Berdasarkan data UNESCO, minat baca masyarakat yang hanya 1:1.000. Artinya, dari 1.000 penduduk Indonesia, hanya satu yang memiliki minat baca. Sisanya, 999 orang, kurang memiliki keinginan untuk membaca. Riset berbeda bertajuk “Most Littered Nation In the World” yang dilakukan oleh Cenral Connecticut State University pada Maret 2016 lalu, Indonesia dinyatakan menduduki peringkat ke-60 dari 61 negara soal minat membaca. Indonesia persis berada di bawah Thailand (59) dan di atas Bostwana (61). Padahal dari segi penilaian infrastruktur yang mendukung membaca, peringkat Indonesia berada di atas negara-negara Eropa, seperti penyediaan e-book. (Republika.co.id, 2016)
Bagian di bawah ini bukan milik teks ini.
PR #1361, opened 2026-09-08
fix: pin session switch to conversation bottom and keep jump button honest

yzxoi:
## Problem

Switching sessions intermittently opened the conversation at the top instead of the bottom, and the scroll-to-bottom button could not recover the view. Four defects compounded on one path:

1. **Init pin permanently skippable** — the initial bottom pin was a one-shot rAF chain armed once per session. A `messagesReady` flip (volatile refresh, reconnect replay) cancelled the scheduled chain, but the one-shot `initializedSessions` guard prevented rescheduling, so the forced pin never ran on the freshly mounted scroller (`scrollTop` 0).
2. **No follow after a forced pin in idle sessions** — the pin landed on partially laid-out content with `working` false and `settling` never opened. Late content growth (markdown images, code highlighting) increased `scrollHeight` without any scroll event while the scroller's `overflow-anchor` is deliberately disabled, drifting the viewport away from the bottom.
3. **Jump button blind to non-scroll growth** — button visibility was derived only in the scroll handler. Drift without scroll events never raised it ("无法点击"); when a manual scroll did raise it, the click pinned to the then-current partial layout with no re-pin, reading as a no-op.
4. **Stale hook state across switches** — the `createAutoScroll` instance survives session switches, so a previous session's `userScrolled` state disabled non-forced follow in the new session entirely.

## Fix

- `createAutoScroll`: every forced pin opens a settle window (default 1000 ms) during which the hook stays active, resize-driven growth re-pins to the bottom, and each growth extends the window. Upward wheel still releases follow instantly.
- `createAutoScroll`: new `onMeasure` callback (rAF-coalesced) reports the bottom distance when growth happens outside follow, so scrolled-up state stays honest without scroll events.
- `createAutoScroll`: remounting a scroller resets `userScrolled` (a fresh scroller always starts at the top); an in-flight settle window is left to self-expire.
- Session page: the init chain re-arms when readiness flips false, `onMeasure` is gated until the initial pin consumes (prevents button flash from partial layout), and `scrolledUp` resets on session switch.
- Kanban panes: wire `onMeasure` with the same 100 px threshold (no gate — panes render without a loading switch).

## Verification

- `packages/ui` hook behavior tests (4 passing): settle-window re-pin, growth-driven measurement, remount state reset, plus the existing rAF coalescing test.
- `packages/ui` and `apps/web` typecheck pass; `bun run quality:quick` all 16 gates pass.
- Decision record: [2026-09-09-session-switch-bottom-pin-contract](docs/decisions/implemented/bug-fix/2026-09-09-session-switch-bottom-pin-contract.md); `docs/architecture/frontend-data-sync.md` updated with the pin contract and invariant.


yzxoi (commented):
Addressed all three existing scroll findings and an additional queued-frame leak across scroller remounts. Regression suite passes all 8 tests with browser conditions; Web/UI typechecks and all 16 static gates pass. Required CI checks, Windows checks, and installed runtime artifacts pass on the current head. The only newer base change is the reviewed task-tool guidance PR. No remaining blocking findings.

PR #1362, opened 2026-09-08
fix(session): settle interrupted-turn rollout orphans and retry session wake

yzxoi:
## Problem

An aborted turn can leave rollout call/tool/process records in `running` state. After that, every message send on the session enqueued successfully into the durable inbox, but the fire-and-forget wake chain (`SessionDrive.request` → `scheduleWake` → `wake`) died once at the `finishRun` guard (`Rollout still has active calls`) with no retry. The queued message was never driven, and the UI showed the session as stuck at message sending until a process restart (startup recovery was the only fallback). Production logs recorded 33 such `async session wake failed` events in half a day, concentrated on sessions that had been aborted.

## Changes

- `RolloutLifecycle.reconcile` now settles orphaned records (calls/tools/processes still `running` on a silent run) as `interrupted` before finalizing, mirroring the existing recovery semantics. The active-run guard is unchanged: any running segment still returns the run unfinished.
- `SessionManager.wake` treats the pre-loop `repairAfterAbort` as best-effort — a failed repair logs a warning instead of blocking the loop.
- `SessionManager.scheduleWake` retries wake failures with bounded backoff (250ms/1s/2s/4s/8s), coalesces duplicate requests per session while a chain is live, and logs `retriesExhausted` when it gives up.
- New tests: reconcile settlement behavior (`rollout-recovery.test.ts`) and wake retry/coalescing/bounded-give-up (`wake-retry.test.ts`).
- Decision record: `docs/decisions/implemented/bug-fix/2026-09-09-interrupted-turn-rollout-settlement-and-wake-retry.md`.

## Verification

- Focused: `rollout-recovery`, `wake-retry`, `rollout-ledger` — 14/14 pass.
- Adjacent batches: `rollout-operation`, `rollout-archive`, `rollout-tool-output`, `summary`, `control-profile-transition`, `cortex/session-reuse`, `lifecycle/runtime` — all pass.
- `bun run typecheck` (harness), `bun run lint`, `bun run decision:check` — clean.


yzxoi (commented):
Rechecked the earlier active-process finding and fixed it: orphan recovery now preserves a live RolloutProcess writer. Also reproduced and fixed a lost wake when another release arrives while the existing wake is finishing. Real rollout storage regression plus recovery, ledger and wake tests: 16 passed. Static gates, required CI, Installed Runtime Artifacts, Windows and Coverage passed. No remaining blocking findings.

PR #1364, opened 2026-09-09
fix(web): render decision surfaces inline above the composer

yzxoi:
## Summary

The UI API 5 session-page rework (`855f01ec5`) moved `PermissionDock` and `QuestionPrompt` out of the prompt dock column into a single non-dismissible modal dialog pushed by `SessionDecisionSurface`. Every pending question or permission became a full-screen fixed overlay: a blurred backdrop covered the conversation, Kobalte's modal focus trap blocked all other interaction, and the question prompt's inline-designed collapse control degraded to a stranded pill inside the modal.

Hasil yang sama ditunjukkan dari hasil preliminary research yang telah dilakukan oleh penulis pada 111 responden. Dari 111 responden, terdapat 98 responden (88%) yang pernah menggunakan e-book dan sebanyak 13 (12%) responden belum pernah menggunakan e-book. Ironisnya, meskipun terdapat 98 responden (88%) yang pernah menggunakan e-book, terdapat kecenderungan untuk menggunakan printed book dibandingkan e-book yang dapat dilihat pada gambar 1.3. Dari 111 responden yang tersebut, hanya terdapat sebanyak 36 responden (32%)  yang memilih menggunakan e-book dan terdapat responden sebanyak 75 responden (68%) yang memilih menggunakan printed book.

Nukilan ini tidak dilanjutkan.